I am trying to replace multiple instances of a given Unicode string in a group of LaTeX files. For example, the original line reads:
\greek{῾Ρώμην}\nft{2}{ \greek{Ῥώμη, ῥώμη}: \textit{bodily strength, might, Roma, Rome}}
And I would replace it with the following line:
\greek{῾Ρώμην}\nft{2}{ \greek{Ῥώμη, ῥώμη}: \textit{Roma, Rome, bodily strength, might}}
I have created a substitute file (subs.tsv) to hold all my replacements for these files. It follows a pattern of target-substitution across two columns. For the above replacments, it would read thus:
"\greek{῾Ρώμην}\nft{2}{ \greek{Ῥώμη, ῥώμη}: \textit{bodily strength, might, Roma, Rome}}" "\greek{῾Ρώμην}\nft{2}{ \greek{Ῥώμη, ῥώμη}: \textit{Roma, Rome, bodily strength, might}}"

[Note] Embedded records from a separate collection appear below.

PR #5977, opened 2022-08-31
chore: deploy v3 (WIP)

Siglud:


packages/fx-core/src/component/deploy/deploy.ts
```diff
@@ -0,0 +1,43 @@
...
+    "scriptDriver",
+  ]);
+
+  private static DRIVER_INSTANCE = new Map<string, DeployDriver>([
+    ["azureAppServiceDriver", new AzureAppServiceDeployDriver()],
+    ["scriptDriver", new ScriptDeployDriver()],
+  ]);
+
+  static async runSteps(steps: DeployStep[], context: DeployContext) {
+    const noneExistsSteps = DeployStage.checkDriver(steps);
```
eriolchan, line 26: Maybe we could use invalidDriver for the name?

packages/fx-core/src/component/utils/fileOperation.ts
```diff
@@ -0,0 +1,115 @@
...
+
+      const entry = zip.getEntry(relativePath);
+      if (entry) {
+        // The header is an object, the ts declare of adm-zip is wrong.
+        const header = entry.header as any;
+        const mtime = header && header.time;
+        // Some files' mtime in node_modules are too old, which may be invalid,
+        // so we arbitrarily add a limitation to update this kind of files.
+        // If mtime is valid and the two mtime is same in two-seconds, we think the two are same file.
+        if (
```
eriolchan, line 55: I am not sure if we still need this logic for incremental zip optimization?

packages/fx-core/src/component/utils/common.ts
```diff
@@ -0,0 +1,17 @@
...
+import { exec } from "child_process";
+
+/**
+ * check parameter, throw error if value is null or undefined
+ * @param name parameter name
+ * @param value parameter value
+ */
+export function checkMissingDeployArgs<T>(name: string, value: T | null | undefined): T {
+  if (!value) {
+    throw DeployPrerequisiteError.somethingMissing(name);
```
eriolchan, line 14: Since it throws deploy specific error, is it better to be moved to component/deploy folder?

packages/fx-core/src/component/error/deployError.ts
```diff
@@ -0,0 +1,195 @@
...
+      ? messageParams
+        ? getLocalizedString(messageKey, ...messageParams)
+        : getLocalizedString(messageKey)
+      : undefined;
+  }
+
+  toFxError(): UserError {
+    if (this.errorType == "UserError") {
+      return new UserError({
+        source: "Deploy",
```
eriolchan, line 53: It seems "Deploy" can be a constant as DEPLOY_COMPONENT

packages/fx-core/src/component/error/deployError.ts
```diff
@@ -0,0 +1,195 @@
...
+  }
+
+  /**
+   * display messages will add 'Suggestions:' by default
+   * can be overwritten by subclasses
+   * @protected
+   */
+  protected toDisplayMessage(): string {
+    return this.displayMessage
+      ? getLocalizedString("plugins.bot.ErrorSuggestions", this.displayMessage)
```
eriolchan, line 79: I guess this is still WIP so it include "plugins.bot" string

packages/fx-core/src/component/error/deployError.ts
```diff
@@ -0,0 +1,195 @@
...
+    this.name = name;
+    this.helpLink = helpLink;
+    this.displayMessage = messageKey
+      ? messageParams
+        ? getLocalizedString(messageKey, ...messageParams)
+        : getLocalizedString(messageKey)
+      : undefined;
+  }
+
+  toFxError(): UserError {
```
eriolchan, line 50: Since the return type will be either UserError or SystemError, I guess you will update it later

packages/fx-core/src/component/error/deployError.ts
```diff
@@ -0,0 +1,195 @@
...
+    message: string,
+    statusCode: number,
+    messageParams?: string[],
+    helpLink?: string
+  ) {
+    super("UserError", name, message, messageParams, helpLink);
+    this.statusCode = statusCode;
+  }
+
+  static fromHttpError(name: string, message: string, error: unknown): DeployExternalApiCallError {
```
eriolchan, line 98: I guess the rest error is still WIP, will review it later when you finish

packages/fx-core/src/component/deploy/deployTypes.ts
```diff
@@ -0,0 +1,84 @@
...
+  scriptWorkingDir: string;
+  scriptPath: string;
+};
+
+export type BuildArgs = {
+  src: string;
+  buildCommand: string;
+};
+
+export type DeployContext = {
```
eriolchan, line 43: Since it is a common context about FxCore, I am not sure whether "FxContext" is a better name

packages/fx-core/src/component/deploy/azureDeployDriver.ts
```diff
@@ -0,0 +1,231 @@
...
+import { TokenCredentialsBase } from "@azure/ms-rest-nodeauth";
+import { BaseDeployDriver } from "./deployDriver";
+import { Base64 } from "js-base64";
+import * as appService from "@azure/arm-appservice";
+import { DeployConstant } from "../constant/deployConstant";
+import { default as axios } from "axios";
+import { AxiosZipDeployResult } from "./deployTypes";
+import { waitSeconds } from "../../common";
+
+export abstract class AzureDeployDriver extends BaseDeployDriver {
```
eriolchan, line 28: Overall the code looks clear and easy to understand, and I really appreciate your effort on the code/design quality.

packages/fx-core/src/component/deploy/azureDeployDriver.ts
```diff
@@ -0,0 +1,231 @@
...
+  ): Promise<void>;
+
+  /**
+   * check if resource id is legal and parse it
+   * @param resourceId deploy target
+   * @protected
+   */
+  protected parseResourceId(resourceId: string): AzureResourceInfo {
+    const result = resourceId.trim().match(this.pattern);
+    if (!result || result.length != 3) {
```
eriolchan, line 63: It is better to make 3 as a constant of meaningful variable name instead of a magic number

packages/fx-core/src/component/constant/deployConstant.ts
```diff
@@ -0,0 +1,13 @@
+// Copyright (c) Microsoft Corporation.
+// Licensed under the MIT license.
+
+export class DeployConstant {
+  public static readonly DEPLOYMENT_TMP_FOLDER = ".deployment";
```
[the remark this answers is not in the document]
Siglud: This folder named .deployment is just compatible with the old version. If we change the folder name, the migration process will need to remove the old folder if it exists.

packages/fx-core/src/component/utils/fileOperation.ts
Siglud: Maybe we can remove the last trust time logic  and keep the last two-seconds logic

packages/fx-core/src/component/utils/common.ts
Siglud: Yes, maybe we should throw a more common error here.

packages/fx-core/src/component/deploy/deployTypes.ts
Siglud: I don't know if other components need to use the content of other Contexts, I've only picked some of the content needed for Deploy here. Because I want to try to control the number of parameters to avoid confusion

packages/fx-core/src/component/deploy/azureDeployDriver.ts
Siglud: Although this 3 looks like a magic number, it actually corresponds to three backreferences in the regular expression

jayzhang (dismissed):

packages/fx-core/src/component/deploy/azureDeployDriver.ts
```diff
@@ -0,0 +1,250 @@
...
+   * create azure deploy config for Azure Function and Azure App service
+   * @param azureResource azure resource info
+   * @param azureCredential user azure credential
+   * @protected
+   */
+  protected async createAzureDeployConfig(
+    azureResource: AzureResourceInfo,
+    azureCredential: TokenCredentialsBase
+  ): Promise<AzureUploadConfig> {
+    this.managementClient = new appService.WebSiteManagementClient(
```
1yefuwang1, line 193: It seems a little bit confusing to initialize `managementClient` here. 
Since it is a data member, I guess it should be reused. But every call to `createAzureDeployConfig` creates a new instance.

Siglud: Yes, it's required by Azure Function and Azure APP Service, but Azure Storage don't need this client. So, it can't be initialized in constructor

1yefuwang1: So maybe we can revisit the inheritance hierarchy and see whether we can make `managementClient` only known to Components that need it.
Or can we just make it a local variable, and construct it every time we need it. Drives won't be long running. Reusing an Azure Client doesn't bring much benefit.

1yefuwang1 (approved):

packages/fx-core/src/component/coordinator/lifecycleStage.ts
```diff
@@ -0,0 +1,24 @@
...
+
+import { DriverContext, Step } from "../interface/buildAndDeployArgs";
+import { PrerequisiteError } from "../error/componentError";
+import { StepDriver } from "../interface/stepDriver";
+import { Container } from "typedi";
+
+/**
+ * entrance of the all lifecycle stage
+ */
+class LifecycleStage {
```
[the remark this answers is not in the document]
hund030: Unused class?

packages/fx-core/src/component/deploy/azureAppServiceDeployDriver.ts
```diff
@@ -0,0 +1,29 @@
+// Copyright (c) Microsoft Corporation.
+// Licensed under the MIT license.
+
+import { AzureResourceInfo, DeployStepArgs, DriverContext } from "../interface/buildAndDeployArgs";
+import { AzureDeployDriver } from "./azureDeployDriver";
+import { TokenCredentialsBase } from "@azure/ms-rest-nodeauth";
+import { StepDriver } from "../interface/stepDriver";
+import { Service } from "typedi";
+
+@Service("deploy/azureAppService")
```
hund030, line 10: We may need a constant for service name.

hund030 (approved):
packages/fx-core/src/component/error/errorConstant.ts
Empty file?

packages/fx-core/src/component/deploy/azureDeployDriver.ts
```diff
@@ -0,0 +1,255 @@
...
+  protected parseResourceId(resourceId: string): AzureResourceInfo {
+    const result = resourceId.trim().match(this.pattern);
+    if (!result || result.length != 4) {
+      throw PrerequisiteError.somethingIllegal("resourceId", "plugins.bot.InvalidValue", [
+        "resourceId",
+        resourceId,
+      ]);
+    }
+    return {
+      subscriptionId: resourceId[1].trim(),
```
IvanJobs, line 76: It seems you wanted to use `result` here but used `resourceId` instead. Right?

packages/fx-core/src/component/coordinator/lifecycleStage.ts
```diff
@@ -0,0 +1,24 @@
+// Copyright (c) Microsoft Corporation.
+// Licensed under the MIT license.
+
+import { DriverContext, Step } from "../interface/buildAndDeployArgs";
+import { PrerequisiteError } from "../error/componentError";
+import { StepDriver } from "../interface/stepDriver";
+import { Container } from "typedi";
+
+/**
+ * entrance of the all lifecycle stage
```
IvanJobs, line 10: Nit: all lifecycle stage + s.

packages/fx-core/src/component/deploy/azureDeployDriver.ts
```diff
@@ -0,0 +1,255 @@
...
+    logger?: LogProvider
+  ): Promise<string> {
+    let res: AxiosZipDeployResult;
+    try {
+      res = await AzureDeployDriver.AXIOS_INSTANCE.post(zipDeployEndpoint, zipBuffer, config);
+    } catch (e) {
+      throw DeployExternalApiCallError.zipDeployError(e);
+    }
+
+    if (res?.status !== 200) {
```
IvanJobs, line 127: Nit: 200 can be replaced by some constant defined previously.

packages/fx-core/src/component/deploy/azureStorageDeployDriver.ts
```diff
@@ -0,0 +1,183 @@
...
+    );
+    const responses = await Promise.all(tasks);
+    const errorResponse = responses.find((res) => res.errorCode !== undefined);
+    if (errorResponse) {
+      throw DeployExternalApiCallError.uploadToStorageError(sourceFolder, errorResponse);
+    }
+    return;
+  }
+
+  private static async createContainerClient(
```
IvanJobs, line 91: Nit: Factory pattern to generate clients.

packages/fx-core/src/component/constant/commonConstant.ts
```diff
@@ -0,0 +1,8 @@
+// Copyright (c) Microsoft Corporation.
+// Licensed under the MIT license.
+
+export class HttpStatusCode {
+  public static readonly HTTP_OK_RESPONSE_CODE = 200;
```
eriolchan, line 5: I think it is enough to just use keyword for the http status code, e.g. "HTTP_OK_RESPONSE_CODE" -> "OK", so that in code we can just use HttpStatusCode.OK for that value. You can find the variable name from this https://developer.mozilla.org/en-US/docs/Web/HTTP/Status, such as "OK", "Created", "Accepted".

Another question is what about using enum instead of constant?

packages/fx-core/src/component/coordinator/lifecycleStage.ts
```diff
@@ -0,0 +1,24 @@
...
+ */
+class LifecycleStage {
+  static async runSteps(steps: Step[], context: DriverContext) {
+    const drivers = steps.map((it) => Container.get(it.driver) as StepDriver);
+    if (drivers.find((it) => !it)) {
```
eriolchan, line 15: I don't understand the logic of this part of code? Can you explain more?

eriolchan: What the error handling logic when there is some driver name invalid? Will it break the whole execution?

packages/fx-core/src/component/deploy/azureDeployDriver.ts
eriolchan: Maybe you can use the constant you defined in HttpStatusCode here?

packages/fx-core/src/component/deploy/azureDeployDriver.ts
```diff
@@ -0,0 +1,255 @@
...
+    try {
+      listResponse = await this.managementClient.webApps.listPublishingCredentials(
+        azureResource.resourceGroupName,
+        azureResource.instanceId
+      );
+    } catch (e) {
+      throw DeployExternalApiCallError.listPublishingCredentialsError(e);
+    }
+
+    if (listResponse._response.status !== 200) {
```
eriolchan, line 211: Same here for using http status code constant/enum

packages/fx-core/src/component/deploy/azureFunctionDeployDriver.ts
```diff
@@ -0,0 +1,51 @@
...
+
+import { AzureResourceInfo, DeployStepArgs, DriverContext } from "../interface/buildAndDeployArgs";
+import { TokenCredentialsBase } from "@azure/ms-rest-nodeauth";
+import { AzureDeployDriver } from "./azureDeployDriver";
+import { DeployExternalApiCallError } from "../error/deployError";
+import { AxiosResponseWithStatusResult } from "../../common/azure-hosting/interfaces";
+import { Service } from "typedi";
+import { StepDriver } from "../interface/stepDriver";
+
+@Service("deploy/azureFunction")
```
eriolchan, line 12: The official name is azureFunctions, please add "s" for that name

packages/fx-core/src/component/deploy/azureStorageDeployDriver.ts
```diff
@@ -0,0 +1,183 @@
...
+        };
+        const client = containerClient.getBlockBlobClient(destFilePath);
+        tasks.push(client.uploadFile(filePath, options));
+      },
+      (itemPath: string) => {
+        return ig.test(path.relative(sourceFolder, itemPath)).unignored;
+      }
+    );
+    const responses = await Promise.all(tasks);
+    const errorResponse = responses.find((res) => res.errorCode !== undefined);
```
eriolchan, line 84: In TypeScript, it is recommend to use !res.errorCode instead of directly comparing with undefined, since there are other "empty value" besides undefined.

packages/fx-core/src/component/deploy/azureStorageDeployDriver.ts
```diff
@@ -0,0 +1,183 @@
...
+
+    const deleteJobs: Promise<BlobDeleteResponse>[] = [];
+    for await (const blob of client.listBlobsFlat()) {
+      if (AzureStorageDeployDriverImpl.isBlobFile(blob)) {
+        deleteJobs.push(client.deleteBlob(blob.name));
+      }
+    }
+
+    const responses = await Promise.all(deleteJobs);
+    const errorResponse = responses.find((res) => res.errorCode !== undefined);
```
eriolchan, line 170: Same here for comparing with undefined

packages/fx-core/src/component/deploy/npmBuildDriver.ts
```diff
@@ -0,0 +1,36 @@
...
+    const impl = new NpmBuildDriverImpl(args, context);
+    return await impl.run();
+  }
+}
+
+export class NpmBuildDriverImpl extends BaseBuildDriver {
+  private static readonly emptyMap = new Map<string, string>();
+  private static readonly NPM_BUILD_COMMAND_PREFIX = "npm";
+
+  async run(): Promise<Map<string, string>> {
```
eriolchan, line 24: It looks the run() looks similar between DotnetBuildDriver and NpmBuildDriver, is it possible to abstract more?

packages/fx-core/src/component/coordinator/lifecycleStage.ts
Siglud: Yea, It's just some sample codes without error handling.

packages/fx-core/src/component/deploy/azureDeployDriver.ts
Siglud: Ok ,changed

packages/fx-core/src/component/deploy/azureFunctionDeployDriver.ts
Siglud: Ok, but those driver names are still in draft. They will be modified after the project setting yaml file is finalized

packages/fx-core/src/component/deploy/azureStorageDeployDriver.ts
Siglud: Ok, changed to !res.errorCode

packages/fx-core/src/component/deploy/npmBuildDriver.ts
Siglud: Yes, or maybe it will both extend from the script driver. I'll make some changes when other people's code is ready

packages/fx-core/src/component/error/componentError.ts
```diff
@@ -0,0 +1,181 @@
...
+        ? getLocalizedString(messageKey, ...messageParams)
+        : getLocalizedString(messageKey)
+      : undefined;
+    this.detail = detail;
+  }
+
+  toFxError(): FxError {
+    if (this.errorType === "UserError") {
+      return new UserError({
+        source: "Deploy",
```
eriolchan, line 63: It seems that L72 use constant, but here is not, can we keep them consistent to use constant?

packages/fx-core/src/component/utils/common.ts
```diff
@@ -0,0 +1,57 @@
...
+export function checkMissingArgs<T>(name: string, value: T | null | undefined): T {
+  if (!value) {
+    throw PrerequisiteError.somethingMissing(name);
+  }
+  return value;
+}
+
+export function asOptional<T>(as: (s: unknown, key: string) => T) {
+  return function (s: unknown, key: string): T | undefined {
+    if (s === undefined) {
```
eriolchan, line 20: what about just using "if (!s)"?

packages/fx-core/src/component/utils/common.ts
```diff
@@ -0,0 +1,57 @@
...
+}
+
+type KeyValidators<T> = {
+  [P in keyof T]-?: (s: unknown, key: string) => T[P];
+};
+
+export function asFactory<T>(keyValidators: KeyValidators<T>) {
+  return function (data: unknown): T {
+    console.log(data);
+    if (typeof data === "object" && data !== null) {
```
eriolchan, line 48: Is it really "data !== null" since null is a different type from undefined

When I run this through Python, however, I get a mass of gobbledygook that looks like this:
Øgreekæ῾ΡώμηνåØnftæ2åæ ØgreekæῬώμη, ῥώμηå: Øtextitæbodily strength, might, Roma, Romeåå" "Øgreekæ῾ΡώμηνåØnftæ2åæ ØgreekæῬώμη, ῥώμηå: ØtextitæRoma, Rome, bodily strength, mightåå
Current coding effort runs like this:
#!/usr/bin/env python3
from os import listdir
from glob import glob
fileset = '.'
with open('subs.tsv', encoding='utf-8') as subsfile:
subs = subsfile.readlines()
for filename in glob('./*tex'):
with open(filename, encoding='utf-8', errors='ignore') as f:
filecontents = f.read()
for subline in subs:
subitem = subline.split('\t')
target = subitem[0]
sub = subitem[1]
filesubbed = filecontents.replace(target, sub)
Thanks in advance for your consideration and any help you can offer.